DATA EXTRACTS START
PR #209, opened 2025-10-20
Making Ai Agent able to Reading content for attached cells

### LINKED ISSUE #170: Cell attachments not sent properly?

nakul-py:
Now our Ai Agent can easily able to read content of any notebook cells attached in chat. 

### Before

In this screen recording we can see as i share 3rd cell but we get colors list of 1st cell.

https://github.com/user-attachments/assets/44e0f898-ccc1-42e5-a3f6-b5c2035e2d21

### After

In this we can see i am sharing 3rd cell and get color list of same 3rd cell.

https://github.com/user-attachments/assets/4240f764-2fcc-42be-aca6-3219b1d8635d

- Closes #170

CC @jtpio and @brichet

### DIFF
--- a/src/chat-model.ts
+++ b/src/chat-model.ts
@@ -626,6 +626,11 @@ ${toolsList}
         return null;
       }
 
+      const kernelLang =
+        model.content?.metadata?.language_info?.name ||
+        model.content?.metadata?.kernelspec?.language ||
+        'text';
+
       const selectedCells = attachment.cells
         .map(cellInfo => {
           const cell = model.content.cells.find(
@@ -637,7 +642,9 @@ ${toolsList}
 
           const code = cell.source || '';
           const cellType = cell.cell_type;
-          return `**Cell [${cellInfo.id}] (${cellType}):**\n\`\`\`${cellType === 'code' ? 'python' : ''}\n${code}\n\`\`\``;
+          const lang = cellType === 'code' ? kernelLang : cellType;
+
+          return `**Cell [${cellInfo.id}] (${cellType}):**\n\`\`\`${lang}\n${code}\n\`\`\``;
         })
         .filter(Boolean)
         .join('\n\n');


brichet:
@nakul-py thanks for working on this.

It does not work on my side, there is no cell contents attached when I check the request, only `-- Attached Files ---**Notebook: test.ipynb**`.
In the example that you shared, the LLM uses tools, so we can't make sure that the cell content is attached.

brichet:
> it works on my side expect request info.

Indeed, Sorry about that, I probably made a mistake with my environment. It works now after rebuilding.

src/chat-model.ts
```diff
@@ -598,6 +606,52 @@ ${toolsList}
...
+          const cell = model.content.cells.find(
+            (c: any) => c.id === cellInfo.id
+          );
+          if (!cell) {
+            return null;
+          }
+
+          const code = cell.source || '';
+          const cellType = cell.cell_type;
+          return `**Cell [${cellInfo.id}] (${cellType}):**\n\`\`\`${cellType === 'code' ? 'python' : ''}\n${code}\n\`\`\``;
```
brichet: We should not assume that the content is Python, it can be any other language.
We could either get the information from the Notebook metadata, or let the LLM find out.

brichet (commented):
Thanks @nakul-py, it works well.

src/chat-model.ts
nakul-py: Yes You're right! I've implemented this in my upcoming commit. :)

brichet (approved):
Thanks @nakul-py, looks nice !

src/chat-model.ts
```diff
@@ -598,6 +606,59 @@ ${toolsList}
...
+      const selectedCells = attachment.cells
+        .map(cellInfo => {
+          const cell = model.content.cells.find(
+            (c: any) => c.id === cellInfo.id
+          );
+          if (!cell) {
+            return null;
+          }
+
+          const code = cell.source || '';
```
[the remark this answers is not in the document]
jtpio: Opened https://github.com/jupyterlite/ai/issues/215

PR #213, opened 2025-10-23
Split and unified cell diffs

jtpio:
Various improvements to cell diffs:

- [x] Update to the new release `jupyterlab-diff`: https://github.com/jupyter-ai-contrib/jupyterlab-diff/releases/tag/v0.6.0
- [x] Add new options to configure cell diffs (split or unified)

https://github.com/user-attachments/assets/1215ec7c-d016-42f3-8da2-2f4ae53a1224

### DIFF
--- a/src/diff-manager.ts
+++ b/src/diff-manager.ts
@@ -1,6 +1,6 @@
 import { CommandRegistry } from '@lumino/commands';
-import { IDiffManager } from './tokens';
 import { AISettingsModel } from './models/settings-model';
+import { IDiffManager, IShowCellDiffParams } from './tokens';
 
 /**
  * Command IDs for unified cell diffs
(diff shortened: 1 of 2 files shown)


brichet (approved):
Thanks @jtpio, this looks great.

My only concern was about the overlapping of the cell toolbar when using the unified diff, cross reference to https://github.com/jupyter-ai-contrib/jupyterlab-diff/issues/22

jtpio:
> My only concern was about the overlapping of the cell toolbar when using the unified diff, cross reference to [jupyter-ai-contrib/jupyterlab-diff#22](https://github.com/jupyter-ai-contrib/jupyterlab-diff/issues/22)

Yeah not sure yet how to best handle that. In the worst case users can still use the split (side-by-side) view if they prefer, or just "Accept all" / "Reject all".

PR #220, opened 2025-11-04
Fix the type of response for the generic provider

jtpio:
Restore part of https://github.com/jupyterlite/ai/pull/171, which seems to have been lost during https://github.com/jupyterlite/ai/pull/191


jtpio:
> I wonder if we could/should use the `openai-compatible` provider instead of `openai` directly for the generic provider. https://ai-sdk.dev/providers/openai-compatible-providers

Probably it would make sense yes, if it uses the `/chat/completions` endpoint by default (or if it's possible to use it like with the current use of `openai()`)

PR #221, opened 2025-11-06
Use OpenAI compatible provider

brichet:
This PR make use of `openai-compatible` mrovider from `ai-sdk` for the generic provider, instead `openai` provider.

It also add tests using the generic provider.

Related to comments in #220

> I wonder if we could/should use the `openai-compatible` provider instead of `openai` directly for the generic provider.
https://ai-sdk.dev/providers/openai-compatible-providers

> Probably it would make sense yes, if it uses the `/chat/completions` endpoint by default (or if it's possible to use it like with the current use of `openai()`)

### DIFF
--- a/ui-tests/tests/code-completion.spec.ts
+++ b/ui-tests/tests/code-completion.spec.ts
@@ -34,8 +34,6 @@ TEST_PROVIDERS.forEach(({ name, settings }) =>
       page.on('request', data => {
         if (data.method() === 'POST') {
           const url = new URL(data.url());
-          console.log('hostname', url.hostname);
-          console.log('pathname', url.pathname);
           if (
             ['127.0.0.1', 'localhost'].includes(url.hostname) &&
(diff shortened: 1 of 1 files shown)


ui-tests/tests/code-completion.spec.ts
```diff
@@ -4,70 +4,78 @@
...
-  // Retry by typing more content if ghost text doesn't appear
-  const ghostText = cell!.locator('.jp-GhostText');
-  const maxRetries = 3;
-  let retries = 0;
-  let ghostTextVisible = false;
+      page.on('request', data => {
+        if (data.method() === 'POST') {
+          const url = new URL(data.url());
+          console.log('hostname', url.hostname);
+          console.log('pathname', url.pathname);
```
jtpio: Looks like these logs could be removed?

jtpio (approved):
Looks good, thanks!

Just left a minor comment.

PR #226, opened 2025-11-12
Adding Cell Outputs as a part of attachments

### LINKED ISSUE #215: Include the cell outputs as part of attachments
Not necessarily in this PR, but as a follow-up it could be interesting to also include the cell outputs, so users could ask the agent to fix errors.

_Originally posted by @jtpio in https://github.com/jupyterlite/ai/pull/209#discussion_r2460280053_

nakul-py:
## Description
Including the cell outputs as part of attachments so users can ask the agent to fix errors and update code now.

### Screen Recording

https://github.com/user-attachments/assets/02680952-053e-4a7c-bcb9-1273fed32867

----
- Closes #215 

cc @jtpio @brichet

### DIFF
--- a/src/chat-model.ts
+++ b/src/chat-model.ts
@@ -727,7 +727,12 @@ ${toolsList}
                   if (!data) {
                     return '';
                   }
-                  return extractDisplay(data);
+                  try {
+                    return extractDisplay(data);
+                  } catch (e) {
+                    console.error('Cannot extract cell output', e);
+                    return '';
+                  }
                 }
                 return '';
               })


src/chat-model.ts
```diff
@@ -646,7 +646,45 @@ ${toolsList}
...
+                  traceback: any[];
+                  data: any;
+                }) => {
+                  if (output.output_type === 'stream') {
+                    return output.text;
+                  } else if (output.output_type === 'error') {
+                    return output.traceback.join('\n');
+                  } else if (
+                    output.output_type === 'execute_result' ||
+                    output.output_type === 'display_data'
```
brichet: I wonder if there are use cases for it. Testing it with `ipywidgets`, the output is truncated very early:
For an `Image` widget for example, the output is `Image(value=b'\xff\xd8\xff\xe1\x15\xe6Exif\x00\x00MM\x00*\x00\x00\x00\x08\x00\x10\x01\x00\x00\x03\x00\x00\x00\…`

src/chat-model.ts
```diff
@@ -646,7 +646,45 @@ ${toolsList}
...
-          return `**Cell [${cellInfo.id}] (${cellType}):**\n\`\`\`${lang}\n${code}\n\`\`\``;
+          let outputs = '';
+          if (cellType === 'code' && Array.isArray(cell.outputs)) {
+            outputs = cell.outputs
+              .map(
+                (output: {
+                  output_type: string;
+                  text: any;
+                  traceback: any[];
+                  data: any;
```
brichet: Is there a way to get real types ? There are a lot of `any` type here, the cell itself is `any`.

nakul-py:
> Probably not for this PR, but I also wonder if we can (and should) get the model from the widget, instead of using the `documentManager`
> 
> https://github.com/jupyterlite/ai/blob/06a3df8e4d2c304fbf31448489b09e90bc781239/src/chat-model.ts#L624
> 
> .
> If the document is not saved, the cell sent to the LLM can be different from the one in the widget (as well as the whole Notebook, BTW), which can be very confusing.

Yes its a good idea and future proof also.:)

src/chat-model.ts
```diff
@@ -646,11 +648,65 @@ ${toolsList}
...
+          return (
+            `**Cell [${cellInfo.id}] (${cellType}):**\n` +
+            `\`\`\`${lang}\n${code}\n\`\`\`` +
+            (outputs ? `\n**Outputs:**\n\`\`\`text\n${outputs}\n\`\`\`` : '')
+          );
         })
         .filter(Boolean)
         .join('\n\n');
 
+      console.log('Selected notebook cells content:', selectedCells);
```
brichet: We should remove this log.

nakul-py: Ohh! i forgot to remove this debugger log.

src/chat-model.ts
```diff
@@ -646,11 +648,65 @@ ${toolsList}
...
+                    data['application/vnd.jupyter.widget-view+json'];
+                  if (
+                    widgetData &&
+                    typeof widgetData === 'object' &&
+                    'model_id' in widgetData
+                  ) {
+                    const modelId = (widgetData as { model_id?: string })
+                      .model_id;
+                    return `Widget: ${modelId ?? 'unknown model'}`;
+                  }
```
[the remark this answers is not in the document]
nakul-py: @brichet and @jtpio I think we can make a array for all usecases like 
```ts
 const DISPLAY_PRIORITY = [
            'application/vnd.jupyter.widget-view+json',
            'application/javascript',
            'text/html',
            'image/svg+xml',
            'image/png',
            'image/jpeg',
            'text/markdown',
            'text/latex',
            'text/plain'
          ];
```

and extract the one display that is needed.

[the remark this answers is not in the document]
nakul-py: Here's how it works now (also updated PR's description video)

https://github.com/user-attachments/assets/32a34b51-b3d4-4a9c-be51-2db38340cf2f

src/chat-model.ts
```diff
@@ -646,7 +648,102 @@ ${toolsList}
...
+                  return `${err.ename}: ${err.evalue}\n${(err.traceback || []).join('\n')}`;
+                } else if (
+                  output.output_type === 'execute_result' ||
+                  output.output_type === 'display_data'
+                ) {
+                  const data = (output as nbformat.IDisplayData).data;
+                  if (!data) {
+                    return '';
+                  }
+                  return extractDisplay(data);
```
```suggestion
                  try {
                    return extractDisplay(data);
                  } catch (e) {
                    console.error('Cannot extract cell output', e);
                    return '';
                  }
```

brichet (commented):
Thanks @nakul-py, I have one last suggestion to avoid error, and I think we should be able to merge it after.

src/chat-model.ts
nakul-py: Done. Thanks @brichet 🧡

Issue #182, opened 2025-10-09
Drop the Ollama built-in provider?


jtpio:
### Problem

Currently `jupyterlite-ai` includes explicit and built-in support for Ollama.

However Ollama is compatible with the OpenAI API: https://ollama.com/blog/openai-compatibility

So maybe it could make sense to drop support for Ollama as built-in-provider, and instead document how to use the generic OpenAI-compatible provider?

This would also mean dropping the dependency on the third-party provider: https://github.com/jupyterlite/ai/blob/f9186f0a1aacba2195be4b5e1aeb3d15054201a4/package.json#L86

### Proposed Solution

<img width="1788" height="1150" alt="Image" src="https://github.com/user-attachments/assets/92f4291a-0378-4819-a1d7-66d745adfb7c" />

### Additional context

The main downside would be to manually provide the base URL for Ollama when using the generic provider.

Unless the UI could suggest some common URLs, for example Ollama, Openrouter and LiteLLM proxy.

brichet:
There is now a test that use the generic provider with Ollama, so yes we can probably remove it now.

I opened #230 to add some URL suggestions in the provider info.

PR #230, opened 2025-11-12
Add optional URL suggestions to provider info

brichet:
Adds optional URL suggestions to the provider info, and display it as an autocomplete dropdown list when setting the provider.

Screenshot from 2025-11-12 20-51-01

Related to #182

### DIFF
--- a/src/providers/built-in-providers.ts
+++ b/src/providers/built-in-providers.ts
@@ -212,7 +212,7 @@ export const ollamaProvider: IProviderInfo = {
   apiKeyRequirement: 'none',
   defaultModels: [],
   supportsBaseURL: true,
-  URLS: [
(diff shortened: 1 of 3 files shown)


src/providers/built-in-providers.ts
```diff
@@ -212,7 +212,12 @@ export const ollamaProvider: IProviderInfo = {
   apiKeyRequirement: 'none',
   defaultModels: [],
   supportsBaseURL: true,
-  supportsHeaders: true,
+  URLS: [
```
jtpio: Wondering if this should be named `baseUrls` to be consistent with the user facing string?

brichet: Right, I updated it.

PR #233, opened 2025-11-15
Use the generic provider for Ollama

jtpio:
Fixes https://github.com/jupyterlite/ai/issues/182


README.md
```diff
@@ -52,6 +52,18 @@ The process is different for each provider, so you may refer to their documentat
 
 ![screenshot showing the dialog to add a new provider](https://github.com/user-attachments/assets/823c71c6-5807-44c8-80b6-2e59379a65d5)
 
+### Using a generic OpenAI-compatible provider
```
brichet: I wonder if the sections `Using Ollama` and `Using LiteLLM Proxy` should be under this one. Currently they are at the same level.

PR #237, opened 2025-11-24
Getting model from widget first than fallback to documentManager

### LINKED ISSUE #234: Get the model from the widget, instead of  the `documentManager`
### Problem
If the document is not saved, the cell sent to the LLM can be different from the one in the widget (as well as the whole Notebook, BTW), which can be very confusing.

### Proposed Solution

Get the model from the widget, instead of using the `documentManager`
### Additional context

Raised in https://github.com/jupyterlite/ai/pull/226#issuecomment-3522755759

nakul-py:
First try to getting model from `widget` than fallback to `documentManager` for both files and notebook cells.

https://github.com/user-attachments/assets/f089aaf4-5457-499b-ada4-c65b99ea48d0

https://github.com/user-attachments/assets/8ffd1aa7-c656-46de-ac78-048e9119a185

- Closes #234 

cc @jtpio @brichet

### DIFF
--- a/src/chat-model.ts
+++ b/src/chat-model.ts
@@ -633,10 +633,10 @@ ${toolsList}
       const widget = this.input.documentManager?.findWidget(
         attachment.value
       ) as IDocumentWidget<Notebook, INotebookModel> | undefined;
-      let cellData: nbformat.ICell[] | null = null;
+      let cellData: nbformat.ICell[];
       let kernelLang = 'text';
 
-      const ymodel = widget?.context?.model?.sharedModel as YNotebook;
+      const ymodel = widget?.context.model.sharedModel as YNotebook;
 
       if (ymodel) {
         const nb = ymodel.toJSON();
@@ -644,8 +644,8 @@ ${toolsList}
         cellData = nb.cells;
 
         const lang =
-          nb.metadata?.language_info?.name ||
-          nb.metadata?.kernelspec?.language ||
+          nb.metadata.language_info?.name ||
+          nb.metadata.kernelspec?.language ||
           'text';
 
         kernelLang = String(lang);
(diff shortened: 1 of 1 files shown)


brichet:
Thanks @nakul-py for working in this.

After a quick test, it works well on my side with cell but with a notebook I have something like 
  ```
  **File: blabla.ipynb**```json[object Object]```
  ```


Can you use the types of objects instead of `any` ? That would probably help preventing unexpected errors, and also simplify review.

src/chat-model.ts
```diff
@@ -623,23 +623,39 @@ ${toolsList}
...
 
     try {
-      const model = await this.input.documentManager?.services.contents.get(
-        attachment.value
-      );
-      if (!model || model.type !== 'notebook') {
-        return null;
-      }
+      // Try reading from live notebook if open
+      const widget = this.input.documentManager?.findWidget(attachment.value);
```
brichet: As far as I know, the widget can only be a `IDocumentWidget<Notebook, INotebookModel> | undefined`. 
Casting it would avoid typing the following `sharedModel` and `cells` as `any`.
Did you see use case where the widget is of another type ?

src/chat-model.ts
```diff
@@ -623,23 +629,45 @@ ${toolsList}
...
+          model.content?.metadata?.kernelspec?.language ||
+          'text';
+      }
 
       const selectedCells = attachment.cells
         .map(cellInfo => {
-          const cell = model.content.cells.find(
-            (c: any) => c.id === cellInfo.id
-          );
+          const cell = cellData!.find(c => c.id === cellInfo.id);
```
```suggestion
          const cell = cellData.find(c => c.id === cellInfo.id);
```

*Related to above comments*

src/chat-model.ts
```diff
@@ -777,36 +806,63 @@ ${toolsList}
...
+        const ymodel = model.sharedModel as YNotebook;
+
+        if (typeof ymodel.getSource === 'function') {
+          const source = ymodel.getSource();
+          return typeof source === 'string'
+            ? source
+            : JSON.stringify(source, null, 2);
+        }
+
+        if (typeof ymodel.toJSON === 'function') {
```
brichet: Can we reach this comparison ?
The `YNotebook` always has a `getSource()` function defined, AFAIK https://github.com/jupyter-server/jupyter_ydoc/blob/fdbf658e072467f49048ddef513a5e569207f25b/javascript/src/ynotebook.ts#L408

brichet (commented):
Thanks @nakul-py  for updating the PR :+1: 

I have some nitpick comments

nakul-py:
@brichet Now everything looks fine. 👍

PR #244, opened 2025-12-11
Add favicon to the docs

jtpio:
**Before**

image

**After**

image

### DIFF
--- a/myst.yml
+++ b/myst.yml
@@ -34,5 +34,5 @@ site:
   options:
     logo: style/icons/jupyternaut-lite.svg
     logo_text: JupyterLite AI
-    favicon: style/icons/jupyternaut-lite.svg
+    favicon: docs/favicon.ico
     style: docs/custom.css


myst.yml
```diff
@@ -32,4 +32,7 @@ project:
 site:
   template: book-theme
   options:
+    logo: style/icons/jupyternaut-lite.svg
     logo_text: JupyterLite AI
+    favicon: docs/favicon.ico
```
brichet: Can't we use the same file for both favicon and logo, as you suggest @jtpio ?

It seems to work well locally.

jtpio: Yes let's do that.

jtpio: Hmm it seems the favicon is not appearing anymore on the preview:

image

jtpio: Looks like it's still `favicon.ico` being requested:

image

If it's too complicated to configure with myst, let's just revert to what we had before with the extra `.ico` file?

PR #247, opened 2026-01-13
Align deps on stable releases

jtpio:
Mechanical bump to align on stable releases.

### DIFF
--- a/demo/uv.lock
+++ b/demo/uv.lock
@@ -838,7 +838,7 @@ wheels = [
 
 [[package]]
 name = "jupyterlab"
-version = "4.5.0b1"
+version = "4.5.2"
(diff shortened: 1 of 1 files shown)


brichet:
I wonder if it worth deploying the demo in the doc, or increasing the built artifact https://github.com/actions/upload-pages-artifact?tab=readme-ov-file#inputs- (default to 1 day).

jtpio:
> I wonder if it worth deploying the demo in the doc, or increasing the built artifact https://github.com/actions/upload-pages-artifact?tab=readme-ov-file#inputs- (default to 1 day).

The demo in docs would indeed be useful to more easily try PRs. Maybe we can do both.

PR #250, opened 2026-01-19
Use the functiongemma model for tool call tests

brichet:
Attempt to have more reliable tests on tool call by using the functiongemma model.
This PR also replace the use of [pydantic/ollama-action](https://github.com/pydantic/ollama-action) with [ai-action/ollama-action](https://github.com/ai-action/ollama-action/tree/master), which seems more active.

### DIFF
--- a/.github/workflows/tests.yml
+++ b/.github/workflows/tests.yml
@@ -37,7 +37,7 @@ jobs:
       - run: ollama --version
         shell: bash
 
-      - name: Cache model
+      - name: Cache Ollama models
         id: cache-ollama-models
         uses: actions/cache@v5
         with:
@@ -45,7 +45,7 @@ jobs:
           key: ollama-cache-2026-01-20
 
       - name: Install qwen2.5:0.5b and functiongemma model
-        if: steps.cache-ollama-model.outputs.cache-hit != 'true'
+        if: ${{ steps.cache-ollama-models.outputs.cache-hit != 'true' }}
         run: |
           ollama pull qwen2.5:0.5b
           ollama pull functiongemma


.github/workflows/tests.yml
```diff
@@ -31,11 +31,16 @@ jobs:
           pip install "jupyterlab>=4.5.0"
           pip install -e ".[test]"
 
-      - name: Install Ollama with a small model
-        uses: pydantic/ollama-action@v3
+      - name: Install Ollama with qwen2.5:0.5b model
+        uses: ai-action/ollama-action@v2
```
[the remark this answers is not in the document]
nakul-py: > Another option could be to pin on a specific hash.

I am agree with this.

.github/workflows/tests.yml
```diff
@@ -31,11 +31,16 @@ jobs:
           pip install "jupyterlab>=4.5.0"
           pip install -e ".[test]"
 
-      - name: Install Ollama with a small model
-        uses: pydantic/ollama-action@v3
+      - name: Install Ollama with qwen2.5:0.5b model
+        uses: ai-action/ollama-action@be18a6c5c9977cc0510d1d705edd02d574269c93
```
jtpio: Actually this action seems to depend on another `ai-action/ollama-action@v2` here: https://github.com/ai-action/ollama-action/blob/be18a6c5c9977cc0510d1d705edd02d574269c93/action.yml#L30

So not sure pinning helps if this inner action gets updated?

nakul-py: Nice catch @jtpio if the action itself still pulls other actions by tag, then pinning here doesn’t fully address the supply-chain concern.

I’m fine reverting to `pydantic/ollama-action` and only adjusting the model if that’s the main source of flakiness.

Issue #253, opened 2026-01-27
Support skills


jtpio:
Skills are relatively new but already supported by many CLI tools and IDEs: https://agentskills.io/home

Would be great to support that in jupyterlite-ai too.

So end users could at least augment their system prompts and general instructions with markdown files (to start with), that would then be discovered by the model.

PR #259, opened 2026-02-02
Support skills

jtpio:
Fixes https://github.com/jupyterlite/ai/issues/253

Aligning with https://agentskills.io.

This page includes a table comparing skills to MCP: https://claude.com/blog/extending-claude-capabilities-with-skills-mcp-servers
DATA EXTRACTS END
WORK ITEM: Report each line of the records that holds the word "endpoint".

TASK RESULT:
Probably it would make sense yes, if it uses the `/chat/completions` endpoint by default (or if it's possible to use it like with the current use of `openai()`)
> Probably it would make sense yes, if it uses the `/chat/completions` endpoint by default (or if it's possible to use it like with the current use of `openai()`)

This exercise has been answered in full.